### What to produce
Your response must be made up of each line in the data below that contains the string "most".

### Records drawn from a dataset
Issue #1409, opened 2026-07-02
test-all: batch rate-limit pause test fails on Windows when WSL is installed (toBashPath returns /mnt/c path, bash resolves to Git Bash)


rrraadddii:
## Symptom

On Windows 11 with WSL2 installed, `node test-all.mjs` consistently fails:

```
13. Batch rate-limit pause
  X Batch rate-limit pause test crashed: ENOENT: no such file or directory, open 'C:\Users\...\Temp\co-batch-rate-XXXXXX\batch\batch-state.tsv'
```

`batch-runner.sh` itself is fine -- running the same fixture manually through Git Bash with a relative path passes (state file created, `paused_rate_limit` row written).

## Root cause

`toBashPath()` in `test-all.mjs` tries `wsl wslpath -u` **first**, and only falls back to `cygpath`:

```js
const out = execSync(`wsl wslpath -u "${forwardSlashed}"`, ...);  // tried first
...
const out = execSync(`cygpath -u "${forwardSlashed}"`, ...);      // fallback
```

When WSL is installed, `wslpath` succeeds and returns a **WSL-style** path (`/mnt/c/Users/...`). But the test then spawns `run('bash', [toBashPath(...)])`, and `execFileSync('bash')` resolves via PATH to **Git Bash** (`C:\Program Files\Git\usr\bin\bash.exe`), which mounts drives at `/c/...`, not `/mnt/c/...`. Git Bash can't find the script, `run()` swallows the error and returns `null`, `batch-state.tsv` is never created, and the readFileSync crashes the test.

So the produced path style and the bash that consumes it are guaranteed to disagree exactly when WSL is present.

## Side effect worth noting

Calling `wsl wslpath` **boots the WSL VM** (Vmmem) as a side effect of running the test suite -- unpleasant for users who keep WSL shut down for RAM reasons.

## Suggested fix

Try `cygpath` first (it ships with Git for Windows, which is also what provides `bash` on most Windows dev machines), and only fall back to `wslpath` if cygpath is unavailable. Alternatively, resolve which `bash` will actually be used (`where bash`) and pick the matching converter.

## Environment

- Windows 11 Pro 10.0.26200, Git for Windows bash first on PATH, WSL2 installed
- career-ops v1.15.0, Node v24.16.0

santifer:
[...]

Issue #36, opened 2026-04-07
Add progressive onboarding with capability visibility


FReptar0:
## Problem

The current onboarding flow has a binary gate: "If ANY file is missing, enter onboarding mode." This means:

1. A user with `cv.md` but no `portals.yml` cannot evaluate a job posting they paste directly -- they're blocked until all files exist.
2. There's no indication of **what capabilities** each setup step unlocks.
3. No way to check setup completeness mid-session.
4. No cross-validation between `portals.yml` title keywords and `profile.yml` target roles.

## Proposal

Replace the binary gate with a **progressive model** that never blocks users:

- If `cv.md` exists and user pastes a JD → evaluate it, note what's degraded ("PDF will use placeholder contact info until you set up profile.yml")
- If `cv.md` is missing and user pastes a JD → guide them to create CV first (can't match without one)
- If `portals.yml` is missing and user says "scan" → guide them to set up portals (only scan is blocked)
- First-time users still get the full guided onboarding (Steps 1-6)

### Additional features
- **Impact messages** (qualitative, no percentages) on each onboarding step showing what it unlocks
- **`/career-ops status` command** (`modes/status.md`) showing setup completeness grouped by CORE / DISCOVERY / ENRICHMENT / TRACKING
- **Cross-validation** between portals.yml and profile.yml to catch mismatches

### Changes required
- `modes/status.md`: New System Layer mode file
- `CLAUDE.md`: Progressive onboarding model, impact messages, status routing
- `DATA_CONTRACT.md`: Add `modes/status.md` to System Layer

No User Layer files modified. No new scripts. No new dependencies.

I have a PR ready that implements this. Happy to discuss the approach first.

PR #2366, opened 2026-07-31
fix(tests): find Git Bash under Scoop, and name the fallback shell when it fails

### LINKED ISSUE #2344: Test helper can't find Git Bash when Git is installed via Scoop — 5 spend_tier tests fail with a misleading message
## Summary

On Windows machines where Git for Windows is installed by **Scoop** (rather than the Program Files installer), `tests/helpers.mjs` fails to discover Git Bash, silently falls back to WSL bash, and the five "14. Batch spend_tier model routing" tests fail with `argv="", out=""`.

The failure message points at model routing, which is **not** broken. The captured stdout shows routing working correctly. The real event is `node: command not found` inside the fallback shell.

## Environment

- Windows 11
- Git 2.55.0.3 installed via Scoop → `%USERPROFILE%\scoop\apps\git\current\bin\bash.exe`
- Node v24 (Scoop), WSL2 also present
- `career-ops` v1.22.0

## Symptom

```
❌ economy spend_tier did not route to haiku: argv="", out=""
❌ premium spend_tier did not route to opus: argv="", out=""
❌ --model override did not win: argv="", out=""
❌ missing spend_tier did not default to standard: argv="", out=""
❌ invalid spend_tier did not fall back to standard: argv="", out=""

📊 Results: 2043 passed, 5 failed
```

## Root cause

1. `WINDOWS_BASH_CANDIDATES` lists only the Program Files layout:

   ```js
   const WINDOWS_BASH_CANDIDATES = [
     'C:\\Program Files\\Git\\bin\\bash.exe',
     'C:\\Program Files\\Git\\usr\\bin\\bash.exe',
   ];
   ```

   Scoop installs to `%USERPROFILE%\scoop\apps\git\current\...`, so both probes miss a Git Bash that is present.

2. `getBash()` therefore falls through to its WSL probe and returns `'bash'`, which on PATH resolves to `C:\WINDOWS\system32\bash.exe` (the WSL launcher).

3. `toBashPath()` has the same hardcoded assumption for `cygpath` and falls back to `wslpath` → `/mnt/c/...`. Bash and path form happen to agree here, so the script *does* launch — which is why the failure is silent rather than an obvious ENOENT.

4. **WSL has its own PATH.** The Windows `node`, and the stub `claude` binary the test injects via `env.PATH`, are both invisible inside it. `batch-runner.sh` reaches its merge step and dies:

   ```
   batch-runner.sh: line 654: node: command not found
   status: 127
   ```

5. `run()` catches, returns `null`; the test does `|| ''` → `argv=""`, `out=""`.

Instrumented repro confirming routing was correct all along:

```
--- THREW ---
status : 127
stderr : batch-runner.sh: line 654: node: command not found
stdout : === career-ops batch runner ===
         Model: claude-haiku-4-5 (spend_tier=economy)   ← correct
```

## Proposed fix

Add Scoop locations for **both** `bash` and `cygpath`. They must come from the same Git install — fixing only one reproduces #1409 in reverse, since cygpath emits `/c/...` while WSL bash expects `/mnt/c/...`.

Kept as fixed-shape literals joined onto `%SCOOP%` / `%USERPROFILE%` rather than a PATH search, so `WINDOWS_BASH_CANDIDATES` remains an allowlist of trusted literals for `resolveAllowedExecutable` (CodeQL #36/#41/#42).

```js
const SCOOP_ROOTS = [
  process.env.SCOOP,
  process.env.USERPROFILE ? join(process.env.USERPROFILE, 'scoop') : null,
].filter(Boolean);

const WINDOWS_BASH_CANDIDATES = [
  'C:\\Program Files\\Git\\bin\\bash.exe',
  'C:\\Program Files\\Git\\usr\\bin\\bash.exe',
  ...SCOOP_ROOTS.flatMap((root) => [
    join(root, 'apps', 'git', 'current', 'bin', 'bash.exe'),
    join(root, 'apps', 'git', 'current', 'usr', 'bin', 'bash.exe'),
  ]),
];

// cygpath must come from the SAME Git install as the bash above.
const WINDOWS_CYGPATH_CANDIDATES = [
  'C:\\Program Files\\Git\\usr\\bin\\cygpath.exe',
  ...SCOOP_ROOTS.map((root) => join(root, 'apps', 'git', 'current', 'usr', 'bin', 'cygpath.exe')),
];
```

and in `toBashPath()`:

```diff
-    const cygpathCmd = existsSync('C:\\Program Files\\Git\\usr\\bin\\cygpath.exe') ? 'C:\\Program Files\\Git\\usr\\bin\\cygpath.exe' : 'cygpath';
+    const cygpathCmd = WINDOWS_CYGPATH_CANDIDATES.find((p) => existsSync(p)) || 'cygpath';
```

Result on the affected machine: **2048 passed, 0 failed** (was 2043/5). `getBash()` now returns `scoop\apps\git\current\bin\bash.exe` and `toBashPath()` emits `/d/...` via cygpath.

## Secondary suggestion (separable — happy to drop)

`run()` collapses nonzero exit, timeout and ENOENT into a bare `null`, and callers do `run(...) || ''`. An environment fault then reaches assertions as an empty string and gets reported as a defect in the code under test. That is what turned "Git Bash is missing" into "model routing is broken" here, and it cost a fair amount of time to unpick.

Retaining the status/stderr behind an accessor would preserve the `string|null` contract and every existing caller:

```js
export function lastRunFailure() { return lastFailure; }
```

…set in `run()`'s catch, plus an opt-in `CAREEROPS_TEST_TRACE=1` stderr line (off by default, since several suites provoke command failures deliberately).

Glad to open a PR for the primary fix, the secondary one, or both — whichever you prefer.

sdkkds:
Fixes #2344. Both halves you asked for, in two commits.

## 1. Find the Git Bash that is actually installed

`WINDOWS_BASH_CANDIDATES` and the `cygpath` probe both hardcoded the Program Files layout. Scoop installs Git for Windows under the user profile, so on a Scoop machine both probes miss a Git Bash that is present and `getBash()` falls through to WSL.

Adds `%SCOOP%`, else `%USERPROFILE%\scoop`, as roots for both `bash` and `cygpath`. They stay fixed-shape literals joined onto those roots rather than a PATH search, so the list remains an allowlist of trusted literals for `resolveAllowedExecutable` (CodeQL #36/#41/#42).

`cygpath` is resolved from the same candidate set as `bash` on purpose: mixing a Program Files `cygpath` with a WSL `bash` is #1409 in reverse, since `/c/...` and `/mnt/c/...` are not interchangeable.

## 2. Say which shell it picked

`getBash()` returns the bare string `bash` from three branches — WSL, PATH, and give-up — so the return value alone cannot tell a caller which shell is about to run. It now records which probe won (`posix` / `git-bash` / `wsl` / `path` / `unresolved`), exported as `bashSource()`, and `run()` names the shell when a command fails under one of the fallbacks:

```
    [shell] this command ran under WSL bash (`wsl -e bash`) -- a different OS with its own PATH,
            because no Git Bash was found at any known location.
            The Windows `node` and any PATH-injected stub binary may be invisible there,
            so scripts calling node die with `node: command not found` (exit 127) and the
            assertion sees an empty result. Suspect the shell before the code under test.
            Install Git for Windows, or see formatRunFailure() for the raw stderr.
```

**Why unconditional rather than behind a flag.** `formatRunFailure()` already surfaces the child's stderr to callers that ask for it, but the shell that produced it stays invisible, and the entire failure mode of #2344 is that nobody suspects the shell. A flag only helps someone who already does.

Two constraints keep it out of the suites that provoke command failures deliberately:

- it fires only when `getBash()` landed on a **fallback** — a Git Bash resolved by literal path is unambiguous and stays silent, which is every correctly provisioned machine
- it fires at most **once per process**

## Tests

New `tests/shell-discovery.test.mjs` (6 tests): source is `null` before resolution and in the known set after; memoization stays coherent; a literal-path bash reports `git-bash` and exists on disk; the posix/win32 split holds; a failing command exposes its real exit status instead of a bare `null`; `lastRunFailure()` clears on success.

## Verification

Windows 11, Git installed via Scoop, Node v24.18.1:

- `node test-all.mjs` → **2716 passed, 0 failed, 1 warning** — the warning is the pre-existing `cv-sync-check.mjs exited with error (expected without user data)`, unrelated to this change. No stray `[shell]` output anywhere in the run.
- `node --test tests/shell-discovery.test.mjs` → 6/6
- Forced fallback (`SCOOP` and `USERPROFILE` pointed at a bogus root, so no Git Bash candidate exists) → `bashSource()` returns `wsl` and the block above prints exactly once; a second failure in the same process is silent.
- Before this branch, on the same machine, the five `spend_tier` tests failed with "did not route to haiku/opus/sonnet" while the captured stdout read `Model: claude-haiku-4-5 (spend_tier=economy)`.

I have no way to test the Program Files layout on this machine, but that path is untouched — the new entries are appended after the existing literals, so an existing install still wins the probe and reports `git-bash`.

https://claude.ai/code/session_01ThzrNt5WdcvomxMYgnT36i

## Summary by CodeRabbit

- **Bug Fixes**
  - Improved Windows shell discovery, including support for Bash installed through Scoop.
  - Improved path conversion by checking all trusted `cygpath` locations.
  - Added clearer diagnostics when commands fail or fallback shells are used.

- **Tests**
  - Expanded coverage for shell-source detection, fallback behavior, command failures, and recovery after successful commands.

### DIFF
--- a/tests/helpers.mjs
+++ b/tests/helpers.mjs
@@ -75,9 +75,41 @@ export function finish() {
 // to the OS), so a test can never be tricked into executing an arbitrary
 // binary — and CodeQL's uncontrolled-command-line finding is closed by
 // construction rather than dismissed (alerts #36/#41/#42).
+// Scoop installs Git for Windows under the user profile, not Program Files, so
+// a Program-Files-only list misses it entirely and getBash() falls through to
+// WSL bash. That fallback launches the script but not the environment: WSL has
+// its own PATH, so the Windows `node` (and any stub binary a test injects via
+// PATH) is invisible, and batch-runner.sh dies with `node: command not found`,
+// exit 127. run() converts that to null, the caller does `|| ''`, and the
+// assertion reports an empty argv -- which reads as a routing bug in the code
+// under test rather than a missing shell. That is what all five spend_tier
+// tests were doing on a machine where Git Bash was installed the whole time
+// (#2344).
+//
+// Kept as fixed-shape literals joined onto %USERPROFILE% / %SCOOP% rather than
+// a PATH search, so this stays an allowlist of trusted literals (see
+// resolveAllowedExecutable below and CodeQL alerts #36/#41/#42).
+const SCOOP_ROOTS = [
+  process.env.SCOOP,
+  process.env.USERPROFILE ? join(process.env.USERPROFILE, 'scoop') : null,
+].filter(Boolean);
+
 const WINDOWS_BASH_CANDIDATES = [
   'C:\\Program Files\\Git\\bin\\bash.exe',
   'C:\\Program Files\\Git\\usr\\bin\\bash.exe',
+  ...SCOOP_ROOTS.flatMap((root) => [
+    join(root, 'apps', 'git', 'current', 'bin', 'bash.exe'),
+    join(root, 'apps', 'git', 'current', 'usr', 'bin', 'bash.exe'),
+  ]),
+];
+
+// Same discovery problem, same fix: cygpath must come from the SAME Git
+// install as the bash above. Mixing them is #1409 in reverse -- cygpath emits
+// /c/... while WSL bash expects /mnt/c/..., so the path silently fails to
+// resolve inside the shell that receives it.
+const WINDOWS_CYGPATH_CANDIDATES = [
+  'C:\\Program Files\\Git\\usr\\bin\\cygpath.exe',
+  ...SCOOP_ROOTS.map((root) => join(root, 'apps', 'git', 'current', 'usr', 'bin', 'cygpath.exe')),
 ];
 
 /**
@@ -239,7 +271,7 @@ export function toBashPath(wpath) {
   try {
     // execFileSync: the path is passed as an argv element, never interpolated
     // into a shell string, so quotes/spaces in it can't be re-parsed.
-    const cygpathCmd = existsSync('C:\\Program Files\\Git\\usr\\bin\\cygpath.exe') ? 'C:\\Program Files\\Git\\usr\\bin\\cygpath.exe' : 'cygpath';
+    const cygpathCmd = WINDOWS_CYGPATH_CANDIDATES.find((p) => existsSync(p)) || 'cygpath';
     const out = execFileSync(cygpathCmd, ['-u', forwardSlashed], { stdio: ['pipe', 'pipe', 'ignore'] }).toString().trim();
     if (out) return out;
   } catch {}
--- a/tests/helpers.mjs
+++ b/tests/helpers.mjs
@@ -171,6 +171,7 @@ export function run(cmd, args = [], opts = {}) {
       stdout: e?.stdout == null ? '' : String(e.stdout),
       stderr: e?.stderr == null ? '' : String(e.stderr),
     };
+    warnFallbackShell(exe);
     return null;
   }
 }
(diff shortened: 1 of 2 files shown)


santifer:
Welcome to career-ops, @sdkkds! This closes the loop on your own #2344 exactly as scoped: the Scoop path (expanded from USERPROFILE) joins the candidate list, and the misleading-error half — arguably the worse half, as you put it in the issue — is fixed by naming which shell the fallback actually picked when a spend_tier test then fails. Diagnosis, issue, fix, all yours, delivered within a day of the invitation. Merged — your first contribution. Glad to have you here.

### Result for this exercise
Try `cygpath` first (it ships with Git for Windows, which is also what provides `bash` on most Windows dev machines), and only fall back to `wslpath` if cygpath is unavailable. Alternatively, resolve which `bash` will actually be used (`where bash`) and pick the matching converter.
- it fires at most **once per process**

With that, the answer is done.